The previous chapters focused on the properties and manipulation of a single qubit. While concepts like superposition and unitary evolution are fundamental, a single qubit offers limited computational utility. To perform complex algorithms, we must combine multiple qubits into a single system. This requires a mathematical framework capable of describing the growth of the state space as bits are added.

In this module, we introduce the tensor product, denoted as $\otimes$. This operation allows us to combine independent vector spaces into a larger composite space. For two qubits, the basis states expand from the standard $|0\rangle$ and $|1\rangle$ to four combinations: $|00\rangle$, $|01\rangle$, $|10\rangle$, and $|11\rangle$. You will see how the state vector size scales according to $2^n$, where $n$ is the number of qubits.

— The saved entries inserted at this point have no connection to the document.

PR #3434, opened 2023-08-26
assorted mathbox fixes

wlammen:
1. delete wl-nfnbi.  It is already part of main
2. add a no modification tag to wl-dfclab, as requested here #3431
3. Add a proof that someone thinking 9 + 10 = 21 is in fact a fool, see #3433

PR #3433, opened 2023-08-26
Proof that 9 + 10 is not equal to 21

BTernaryTau:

With multiple qubits, we can introduce multi-qubit gates. The specific focus here is the Controlled-NOT (CNOT) gate. Unlike single-qubit gates which rotate a state vector, the CNOT gate introduces conditional logic, flipping a target qubit only if the control qubit acts as a $|1\rangle$. This interaction is the mechanism used to generate entanglement.

We define entanglement as a scenario where the quantum state of a composite system cannot be factored into independent states for each qubit. When qubits are entangled, the measurement of one correlates with the measurement of another. You will examine this mathematically through the creation of Bell states, which are specific, maximally entangled pairs.

By the end of this chapter, you will be able to:

• Calculate the state vector of composite systems using tensor products.
• Apply CNOT gates to control interactions between qubits.
• Mathematically verify if a state is entangled or separable.
• Write Python code to generate and measure Bell states.